Подобные настроения отразились в записи князя Евгения Трубецкого, сделанной в те дни. «Эта революция, — писал он, — единственная в своём роде. Бывали революции буржуазные, бывали и пролетарские, но революции национальной в таком широком значении слова, как нынешняя русская, доселе не было на свете. Все участвовали в этой революции, все её делали — и пролетариат, и войска, и буржуазия, даже дворянство...»
После Февральской революции крестьяне торжественно сжигают портреты Николая II. Современный рисунок.
ПОЛИТИЧЕСКАЯ БОРЬБА В 1917 ГОДУ
УПРАЗДНЕНИЕ ПОЛИЦИИ
В дни Февральской революции на улицах Петрограда можно было наблюдать необычное зрелище — группы или даже целые толпы городовых, которых куда-то вели под конвоем. Кое-где городовые сами выстраивались в очередь, чтобы сдаться под арест и спастись от уличной расправы.
Полицейские участки повсюду оказались разгромлены, и полиция по сути дела прекратила существование. По замечанию А. Деникина, это «явилось результатом народного гнева в отношении исполнительных органов старой власти». Не случайно позднее А. Блок в своей поэме «Двенадцать» отразил это в следующей строке: «И больше нет городового...».
17 апреля 1917 г. Временное правительство издало постановление, которое окончательно упразднило полицию. Взамен неё для охраны порядка создавалась милиция из числа граждан-добровольцев. Что же касается бывших стражей порядка, то многие из них теперь остались без работы. Это нередко толкало их в лагерь... крайних революционеров. «Личный состав полиции (а также и жандармерии), — утверждал кадет В. Набоков, — несколько месяцев спустя естественным образом влился в ряды наиболее разбойных большевиков».
ВРЕМЕННОЕ ПРАВИТЕЛЬСТВО
27 февраля 1917 г., чтобы ввести в берега стихийное революционное движение, депутаты Государственной думы образовали Временный комитет. В него избрали десять человек — от социал-демократа Николая Чхеидзе до националиста Василия Шульгина. Последний иронически замечал: «Страх перед улицей загнал в одну „коллегию" Шульгина и Чхеидзе...».

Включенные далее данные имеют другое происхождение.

Issue #1086, opened 2021-01-13
Email Verification


jleandroperez:
### Details:
- [x] Simperium's JSONStorage support #1091
- [x] Simperium Support to sync current Verification State #1091
- [x] Create “Review You Account” screen #1089
- [x] Create “Verify Your Email” screen #1089
- [x] Show “Review You Account” on app launch if user is not verified and verification was not requested
- [x] Show “Verify Your Email” if verification was requested
- [x] Wire up the call to verification endpoint from “Review You Account” and “Verify Your Email” screens
- [x] Open `app.simplenote.com/settings` in a browser if user clicks on “Change Email”
- [x] Analytics

### Mockups:
<img width="300" src="https://user-images.githubusercontent.com/1195260/104479597-60153e80-55a2-11eb-8446-5aedc7cbdf8e.png"> <img width="300" src="https://user-images.githubusercontent.com/1195260/104479603-62779880-55a2-11eb-905b-4da5d83f9c7e.png">

pachlava:
Verified all mentioned PRs that are UI-testable. iPhone XR | iOS 14.3 | SN 4.31

PR #1101, opened 2021-01-20
Unit tests for account verification

eshurakov:
### Details
In this PR we're adding unit tests for `AccountVerificationController`. HTTP call from `AccountVerificationController` is extracted to a separate class `AccountVerificationRemote`.

Ref. #1086

### Test
- [ ] Unit tests are green

### Review

### DIFF
--- a/Simplenote/Verification/AccountVerificationRemote.swift
+++ b/Simplenote/Verification/AccountVerificationRemote.swift
@@ -1,0 +1,55 @@
+import Foundation
+
+// MARK: - AccountVerificationRemote
+//
+class AccountVerificationRemote {
+    private let urlSession: URLSession
+
+    init(urlSession: URLSession = URLSession.shared) {
+        self.urlSession = urlSession
+    }
+
+    /// Send verification request for specified email address
+    ///
+    func verify(email: String, completion: @escaping (_ success: Bool) -> Void) {
+        guard let request = verificationURLRequest(with: email) else {
+            completion(false)
+            return
+        }
+
+        let dataTask = urlSession.dataTask(with: request) { (data, response, error) in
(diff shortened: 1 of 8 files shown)


jleandroperez (approved):
Thank you for doing this Evgeny!!

cc @charliescheer Please take a peek at this PR, it's a Dependency Injection crash course 😄 

:shipit:

Simplenote/Verification/AccountVerificationRemote.swift
```diff
@@ -0,0 +1,55 @@
...
+            completion(false)
+            return
+        }
+
+        let dataTask = urlSession.dataTask(with: request) { (data, response, error) in
+            DispatchQueue.main.async {
+                // Check for 2xx status code
+                guard let response = response as? HTTPURLResponse, response.statusCode / 100 == 2 else {
+                    completion(false)
+                    return
```
dmsnell, line 25: just a note that I've designed the API to _always_ send a 200 regardless of what happens. that means the only time we shouldn't get a 200 is when an issue on the server sends a 5xx.

in those cases it might be hard to figure out what's wrong or do anything with the knowledge.

could be easier to "fire and forget"

did you have a response based on the status code you wanted to do?

eshurakov: Oh I see. I believe when I first checked the code some time ago I saw that that endpoint could return 4xx. 

When status code is not 2xx or there is no status code at all in case of network errors we show a generic error alert.

Screenshot 2021-01-21 at 09 16 17

eshurakov:
Thank you @jleandroperez! 
Will merge this now and we can tackle possible issues later in a separate PR.

Issue #1061, opened 2020-12-18
Update Designs for Information Sheet


SylvesterWilmott:
This is an issue to request updated designs for iOS information sheet. See below for illustration.

<img width="377" alt="Screenshot 2020-12-18 at 09 54 37" src="https://user-images.githubusercontent.com/36532468/102600716-178b7200-4117-11eb-8183-d95b0c211c7a.png">

### Changes
- Title bar removed on iPhone
- Title replaced with "Document" on iPad
- Italic text removed from references titles
- Styling changed for "Referenced In" heading
- Separator removed for last child in document and referenced in lists
- Reference count added.

charliescheer:
@SylvesterWilmott I have been putting in some work on these changes and am almost finished with them.

Question though, for the updating of the styling on Referenced In.  I see that we removed the uppercasing for that text, but are there any other changes you were looking for.  It seems like the text may have gotten a bit larger, but I wasn't sure.

Also for removing the title bar, I see you added a dismiss swipe bar at the top, is this an image that we are already using in Simplenote.  I dug around a bit to see if this might be built into iOS already and didn't see a way to activate it, but I may have missed something.

Thanks, will let you know if I have any more questions

PR #1105, opened 2021-01-24
Information Sheet Style Updates

charliescheer:
### Fix
This PR fixes most of the style updates in issue #1061.  

The style updates that are covered in this PR:

1. Removed title bar from iPhone view
2. Replaced title with Document
3. Removed italics from references titles
4. Updated stying for Referenced In
5. Removed separator for last child in document and reference lists
6. Added reference count

What is not covered in this PR:
-the addition of a drag bar at the top of the modal when viewed on an iPhone.  Will create a separate PR/branch to add that feature.

### Test
To test, please make sure the following elements look correct per the changes in #1061 

- [ ] Title bar removed for iphone
- [ ] Title on iPad changed to Document
- [ ] Reference titles no longer in italics
- [ ] Styling for "Referenced In" is correct
- [ ] Separator below table view cells does not appear after last document setting or reference
- [ ] reference count appears in link references


Simplenote/Information/NoteInformationController.swift
```diff
@@ -142,13 +142,18 @@ private extension NoteInformationController {
         }
 
         let referenceRows = references.map { (note) -> Row in
+            let date = DateFormatter.dateFormatter.string(from: note.modificationDate)
+            let value = String(references.count) +
+                " \(references.count > 1 ? "References" : "Reference")" +
+                ", Last Modified \(date)"
```
eshurakov: This string needs to be localized, please check the following example: https://github.com/Automattic/simplenote-ios/blob/733fede9b6d5ebfc833384bbf775ff746e933be4/Simplenote/Classes/PinLock/PinLockBaseController.swift  

Using `> 1` condition is also not ideal because it doesn't work in all languages. That's something we need to discuss and improve later as a team. For now let's continue using `> 1` :-)

Simplenote/Information/NoteInformationViewController.swift
```diff
@@ -154,6 +155,15 @@ private extension NoteInformationViewController {
     func configureAccessibility() {
         dismissButton.accessibilityLabel = Localization.dismissAccessibilityLabel
     }
+    
+    func configureScreenTitleLabel() {
+        screenTitleLabel.text = Localization.document
+        
+        if UIDevice.current.userInterfaceIdiom == .phone {
```
eshurakov: Nitpick: we have an extension for UIDevice to check if device is iPad `UIDevice.isPad`, maybe we can use it here.

eshurakov: It looks like with these changes we don't use screenTitleLabel and dismissButton at all, so I think we can safely remove the whole `headerStackView`. It wasn't used on iPad and now we're not using it on iPhone as well.

Simplenote/Information/NoteInformationViewController.swift
```diff
@@ -319,6 +336,7 @@ private struct Localization {
     static let information = NSLocalizedString("Information", comment: "Card title showing information about the note (metrics, references)")
```
eshurakov: I believe this string is no longer used and can be removed.

eshurakov (changes requested):
Looks good! Sending you a few comments.

Simplenote/Information/NoteInformationViewController.swift
charliescheer: Makes sense, updated

Simplenote/Information/NoteInformationViewController.swift
charliescheer: I wasn't sure if we wanted to remove that or not.  Removed it

Simplenote/Information/NoteInformationController.swift
charliescheer: That is a good way to do it!  Thanks for the suggestion.  Updated

SylvesterWilmott:
Design-wise looks good so far.

There's one minor spacing issue. The distance between the top and bottom tables in the sheet appear to be too large. This space should be 10pt.

Screenshot 2021-01-26 at 16 45 00

Simplenote/Information/NoteInformationViewController.swift
eshurakov: Sorry I wasn't very clear. I meant that we can completely delete `headerStackView` from the code and interface file because I believe it is not used anymore.

Simplenote/Information/NoteInformationController.swift
```diff
@@ -142,13 +142,18 @@ private extension NoteInformationController {
         }
 
         let referenceRows = references.map { (note) -> Row in
+            let date = DateFormatter.dateFormatter.string(from: note.modificationDate)
+            let value = "\(Localization.interlinkReferences(references.count)), "
+                + "\(NSLocalizedString("Last Modified", comment: "Date of note last modified")) "
+                + date
```
eshurakov: Lets extract `NSLocalizedString("Last Modified", comment: "Date of note last modified")` to `Localization` struct, so that all localization is in one place. Lets also add `date` as a parameter so that if needed the order of words can be changed during localization.

It can look like this: `NSLocalizedString("Last Modified %1$@", comment: "Date of note last modified. Parameter: %1$@ - formatted date")`

charliescheer:
Alright @eshurakov  and @SylvesterWilmott 
Those changes are updated.  Let me know if you see anything else!

eshurakov (approved):
Looks good to me. Thank you @charliescheer.

SylvesterWilmott:
I think there are some issues with the "Referenced In" title area. It looks as though the title area for "Referenced In" is about 40pt. This area should ideally be 36pt with a 10pt space between the information list and the references list. Illustrated below:

Screenshot 2021-01-28 at 09 27 30

charliescheer:
Okay... will need some feedback on this one.  

@SylvesterWilmott  can you take a look and see if the sizing looks right to you now?  I was able to add the additional 10pt space above the referenced in section of the information sheet.

@eshurakov Can you also take a look at it?  I found adding spacing to a cell but only on the top (or bottom) of the cell was quite difficult.  I couldn't find a reliable way to using constraints or heights to add a space above referenced in, while also keeping it centered to the actual cell it was in.  

So what I did was added a case in Spacer.Row called .spacer, inserted one at the beginning of the referenced in section, and then set that to be 10pt.  There may be a much easier way to do this that I didn't find.  What do you think?

eshurakov:
Hey @charliescheer! 
The app crashes when you open Info sheet that has references.
`unable to dequeue a cell with identifier UITableViewCell - must register a nib or a class for the identifier or connect a prototype cell in a storyboard`

I think the approach with having another cell to create a space is valid, but what you can also do is to increase top margin of the "Referenced In" cell. 

Please take a look here: https://github.com/Automattic/simplenote-ios/pull/1105/files#diff-f546a56eb2c42f5fa7c11c8bdf1cc44375b2d8fb0c6987d7d497001f6dd73a53L59
Top inset was set to 24 before, if you set it to 10 it will be exactly the same as using a spacer with the height of 10. If you want it to be more configurable, you can keep a reference to the top constraint in `TableHeaderViewCell` and update it to appropriate value when configuring a cell. 
Right now we use this cell only in Info sheet, so I think hardcoding top inset to be 10 is fine.

charliescheer:
Thanks for taking a look @eshurakov  I could have sworn that the first thing I did was use the edge insets to create that spacing, but I guess not...

Anyways, I removed the spacers I had created (which were now causing a crash for me as well, but not yesterday :shrug:) and set up the edge insets to the correct 10pts.

Should be all set now.  @SylvesterWilmott does that sizing look right to you?

SylvesterWilmott:
Thanks @charliescheer.

One final thing, can we change the section title area to be 36pt tall? Right now it looks like 40pt.

Screenshot 2021-02-02 at 12 03 08

pachlava:
iPhone XR | iOS 14.3 | Simplenote 4.32.0.0
and
iPad Pro Sim | iOS 14.4 | Simplenote 4.32.0.0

2 марта та же группа депутатов образовала уже настоящее правительство, которое назвали Временным. В него вошли кадеты, октябристы, беспартийные и один социалист (Александр Керенский).
По общему согласию правительство возглавил видный земский деятель — князь Георгий Львов, по взглядам близкий к кадетам. Георгий Евгеньевич пользовался репутацией нравственно безупречного человека. Кадет Владимир Набоков замечал: «Он чужд был честолюбия и никогда не цеплялся за власть. Я думаю, он был глубоко счастлив в тот день, когда освободился от её бремени». В народе назначение Г. Львова между тем вызвало некоторое недовольство. В. Шульгин так передавал речь одного рабочего на митинге: «Вот, к примеру, они образовали правительство... Кто же такие в этом правительстве? Вы думаете, товарищи, что от народа кто-нибудь? Так сказать, от того народа, кто свободу добыл? Как бы не так! Вот, читайте... князь Львов... князь... Так вот для чего мы, товарищи, революцию делали!».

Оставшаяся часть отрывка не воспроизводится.